= Aim of the task =
Please reproduce exactly the line that carries "Maybe I missed" and all remaining lines through the last line of the data, and write nothing else.

(Collected data entries)
*** Block opens ***

PR #3680, opened 2023-02-07
CI & Bug Fixes: 1D & 2D Compile

ax3l:
Add a modern CI entry that compiles 1D and 2D with `-Werror` and many warnings enabled.

### DIFF
--- a/.github/workflows/ubuntu.yml
+++ b/.github/workflows/ubuntu.yml
@@ -49,7 +49,7 @@ jobs:
         cmake --build build_RZ -j 2
         ./build_RZ/bin/warpx Examples/Physics_applications/laser_acceleration/inputs_rz
 
-  build_2D_rz:
+  build_1D_2D:
     name: GCC 1D & 2D w/ MPI
     runs-on: ubuntu-22.04
     if: github.event.pull_request.draft == false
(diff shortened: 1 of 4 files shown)


prkkumar (approved):

ax3l:
Something still defaults in 2D, let's test locally

.github/workflows/ubuntu.yml
```diff
@@ -49,6 +49,53 @@ jobs:
         cmake --build build_RZ -j 2
         ./build_RZ/bin/warpx Examples/Physics_applications/laser_acceleration/inputs_rz
 
+  build_2D_rz:
```
dpgrote: This all looks good. Though, this name should presumably be "build_1D_2D". For consistency, perhaps the name above should be "build_cxxminimal_3D_RZ"?

dpgrote:
Maybe I missed the discussion, but presumably gcc12 is being used because it is better at doing the checks. Is there a reason that gcc12 is also not used for build_cxxminimal?

.github/workflows/ubuntu.yml
ax3l: Good point :)

ax3l:
The reason I use a newer one here is to have a broad coverage in compilers we test. We should update some of the other tests to use it too, though. Will review that separately.

ax3l:
> Something still defaults in 2D, let's test locally

Hm, I think EB in 1D and 2D (and likely RZ, too) is still segfaulting - even it its just enabled and not used.

To be followed up on Tue. #3686

.github/workflows/ubuntu.yml
ax3l: (not minimal because minimal is with respect to third-party dependencies)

*** Block closes ***

= Result of the exercise =
Maybe I missed the discussion, but presumably gcc12 is being used because it is better at doing the checks. Is there a reason that gcc12 is also not used for build_cxxminimal?

.github/workflows/ubuntu.yml
ax3l: Good point :)

ax3l:
The reason I use a newer one here is to have a broad coverage in compilers we test. We should update some of the other tests to use it too, though. Will review that separately.

ax3l:
> Something still defaults in 2D, let's test locally

Hm, I think EB in 1D and 2D (and likely RZ, too) is still segfaulting - even it its just enabled and not used.

To be followed up on Tue. #3686

.github/workflows/ubuntu.yml
ax3l: (not minimal because minimal is with respect to third-party dependencies)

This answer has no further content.